Résumé de la décision
M. B A, représenté par son avocat Me Iosca, a introduit une requête le 10 novembre 2022 pour contester l'arrêté du 20 juin 2022 par lequel le préfet de police de Paris avait suspendu son permis de conduire pour une durée de six mois. Le préfet n'ayant pas produit de mémoire en défense, la présidente de la 4ème chambre du tribunal administratif de Melun a demandé à Me Iosca de confirmer le maintien de ses conclusions dans un délai d'un mois, sous peine de désistement. N'ayant pas reçu cette confirmation dans le délai imparti, M. A a été réputé s'être désisté de l'ensemble de ses conclusions, et le tribunal a donné acte de ce désistement.
Arguments pertinents
1. Désistement d'office : Le tribunal a appliqué les dispositions de l'article R. 612-5-1 du code de justice administrative, qui stipule que si le requérant ne confirme pas le maintien de ses conclusions dans le délai imparti, il est réputé s'être désisté. La présidente a noté que Me Iosca avait accusé réception de la demande mais n'avait pas répondu dans le délai requis.

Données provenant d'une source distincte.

PR #1419, opened 2015-02-25
Stop queue config table cache update thread when the table is gone.

chtyim:
- Since we have one config table per namespace, the cache update thread should stop if the table doesn’t exists.

### DIFF
--- a/cdap-data-fabric/src/main/java/co/cask/cdap/data2/transaction/queue/hbase/coprocessor/ConsumerConfigCache.java
+++ b/cdap-data-fabric/src/main/java/co/cask/cdap/data2/transaction/queue/hbase/coprocessor/ConsumerConfigCache.java
@@ -20,8 +20,10 @@ import co.cask.cdap.common.conf.CConfiguration;
 import co.cask.cdap.data2.transaction.queue.QueueConstants;
 import co.cask.cdap.data2.transaction.queue.QueueEntryRow;
 import co.cask.cdap.data2.util.hbase.ConfigurationTable;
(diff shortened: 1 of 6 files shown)


chtyim:
Build pass: http://builds.cask.co/browse/CDAP-DUT906-1

cdap-data-fabric/src/main/java/co/cask/cdap/data2/transaction/queue/hbase/coprocessor/ConsumerConfigCache.java
```diff
@@ -161,18 +169,27 @@ public synchronized void updateCache() {
...
           updateConfig();
           long now = System.currentTimeMillis();
           if (now > (lastUpdated + configCacheUpdateFrequency)) {
-            updateCache();
+            try {
+              updateCache();
+              tableNotFoundCount = 0;
+            } catch (TableNotFoundException e) {
+              tableNotFoundCount++;
+              LOG.error("Queue config table not found: {}. Retries remaining {}",
```
jwang47: Maybe not log single retry failure in ERROR, but instead at INFO and log as ERROR when we stop trying?

jwang47:
One minor comment, otherwise LGTM

chtyim:
@jwang47 Updated the PR. Logic changed a bit, please take a look again.

jwang47:
LGTM

chtyim:
build passed after the latest change http://builds.cask.co/browse/CDAP-DUT906-3

PR #1420, opened 2015-02-25
Fix Distributed mode instance update

gokulavasan:
Bamboo : http://builds.cask.co/browse/CDAP-DUT907

### DIFF
--- a/cdap-app-fabric/src/main/java/co/cask/cdap/gateway/handlers/util/AbstractAppFabricHttpHandler.java
+++ b/cdap-app-fabric/src/main/java/co/cask/cdap/gateway/handlers/util/AbstractAppFabricHttpHandler.java
@@ -24,6 +24,7 @@ import co.cask.cdap.api.flow.FlowletConnection;
 import co.cask.cdap.api.flow.FlowletDefinition;
 import co.cask.cdap.api.mapreduce.MapReduceSpecification;
 import co.cask.cdap.api.procedure.ProcedureSpecification;
+import co.cask.cdap.api.worker.WorkerSpecification;
 import co.cask.cdap.app.ApplicationSpecification;
 import co.cask.cdap.app.runtime.ProgramRuntimeService;
 import co.cask.cdap.app.services.Data;
@@ -528,6 +529,12 @@ public abstract class AbstractAppFabricHttpHandler extends AuthenticatedHttpHand
           for (MapReduceSpecification mrSpec : appSpec.getMapReduce().values()) {
             if (data == Data.DATASET && mrSpec.getDataSets().contains(name)) {
               result.add(makeProgramRecord(appSpec.getName(), mrSpec, ProgramType.MAPREDUCE));
+            }
+          }
+        } else if (type == ProgramType.WORKER) {
+          for (WorkerSpecification workerSpec : appSpec.getWorkers().values()) {
+            if (data == Data.DATASET && workerSpec.getDatasets().contains(name)) {
+              result.add(makeProgramRecord(appSpec.getName(), workerSpec, ProgramType.WORKER));
             }
           }
         }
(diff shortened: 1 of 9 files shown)


cdap-app-fabric/src/main/java/co/cask/cdap/gateway/handlers/util/AbstractAppFabricHttpHandler.java
```diff
@@ -530,6 +531,12 @@ protected final void programListByDataAccess(HttpRequest request, HttpResponder
               result.add(makeProgramRecord(appSpec.getName(), mrSpec, ProgramType.MAPREDUCE));
             }
           }
+        } else if (type == ProgramType.WORKER) {
+          for (WorkerSpecification workerSpec : appSpec.getWorkers().values()) {
```
sreevatsanraman: No Unit tests for `listProgramsByDataAccess` for workers. Can you add them?

cdap-app-fabric/src/main/java/co/cask/cdap/internal/app/runtime/distributed/WorkerTwillProgramController.java
```diff
@@ -45,11 +44,11 @@ protected void doCommand(String name, Object value) throws Exception {
...
     }
 
-    Map<String, Integer> command = (Map<String, Integer>) value;
+    Map<String, String> command = (Map<String, String>) value;
     try {
-      for (Map.Entry<String, Integer> entry : command.entrySet()) {
+      for (Map.Entry<String, String> entry : command.entrySet()) {
         LOG.info("Changing worker instance count: {} new count is: {}", entry.getKey(), entry.getValue());
-        changeInstances(entry.getKey(), entry.getValue());
+        changeInstances(entry.getKey(), Integer.valueOf(entry.getValue()));
```
nitinmotgi: This might throw an exception right ?

cdap-app-fabric/src/main/java/co/cask/cdap/internal/app/runtime/distributed/DistributedWorkerProgramRunner.java
```diff
@@ -65,7 +65,7 @@ protected ProgramController launch(Program program, ProgramOptions options, File
 
     TwillController controller = launcher.launch(new WorkerTwillApplication(program, workerSpec, hConfFile, cConfFile,
                                                                             eventHandler));
-    return new WorkerTwillProgramController(program, controller).startListen();
+    return new WorkerTwillProgramController(program.getName(), controller).startListen();
```
nitinmotgi: Why String ?

cdap-app-fabric/src/main/java/co/cask/cdap/gateway/handlers/util/AbstractAppFabricHttpHandler.java
gokulavasan: Added. Thanks!

cdap-app-fabric/src/main/java/co/cask/cdap/internal/app/runtime/distributed/WorkerTwillProgramController.java
gokulavasan: We always verify the string is derived from an integer before passing it on to the controller. We can change it to always pass in integer.

cdap-app-fabric/src/main/java/co/cask/cdap/internal/app/runtime/distributed/DistributedWorkerProgramRunner.java
gokulavasan: It needs just the program name to print log messages and for naming threads.

gokulavasan:
@ParthGandhi Please review. Thanks!

ParthGandhi:
:+1:

PR #1421, opened 2015-02-25
Refactored AppLifecycleHttpHandler.{deploy,getAllApps,getApp}

jwang47:
This is needed to make application authorization cleaner.

* Throw `ApplicationNotFoundException` or `NamespaceNotFoundException` instead of returning null
* Move `deploy`, `getAllApps`, `getApp` logic to `AppLifecycleService`
* Make `AppLifecycleHttpHandler` use `AppLifecycleService`


jwang47:
http://builds.cask.co/browse/CDAP-DUT901

PR #1423, opened 2015-02-25
move EntityTable class to right place

abaranau:
that data package was old leftover. Removed it.


abaranau:
http://builds.cask.co/browse/CDAP-DUT913-1

abaranau:
GREEN

gsps1:
LGTM :+1:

2. Notification et délais : La décision souligne l'importance du respect des délais procéduraux. En l'absence de réponse de l'avocat dans le délai d'un mois, le tribunal a considéré que M. A avait perdu son droit de poursuivre la requête.
Interprétations et citations légales
1. Article R. 612-5-1 du code de justice administrative : Cet article précise que "lorsque l'état du dossier permet de s'interroger sur l'intérêt que la requête conserve pour son auteur, le président de la formation de jugement peut inviter le requérant à confirmer expressément le maintien de ses conclusions". Il est également mentionné que "à défaut de réception de cette confirmation à l'expiration du délai fixé, qui ne peut être inférieur à un mois, il sera réputé s'être désisté de l'ensemble de ses conclusions". Cette disposition vise à éviter que des requêtes non soutenues continuent d'encombrer le système judiciaire.
2. Article R. 222-1 du code de justice administrative : Cet article permet aux présidents de tribunal administratif de donner acte des désistements. Cela montre que le désistement est une procédure reconnue et encadrée par le code, permettant de clore des affaires lorsque les parties ne souhaitent plus poursuivre.
En conclusion, la décision du tribunal administratif de Melun repose sur des principes procéduraux clairs, soulignant l'importance de la diligence dans la confirmation des conclusions par le requérant, et illustre l'application stricte des délais prévus par le code de justice administrative.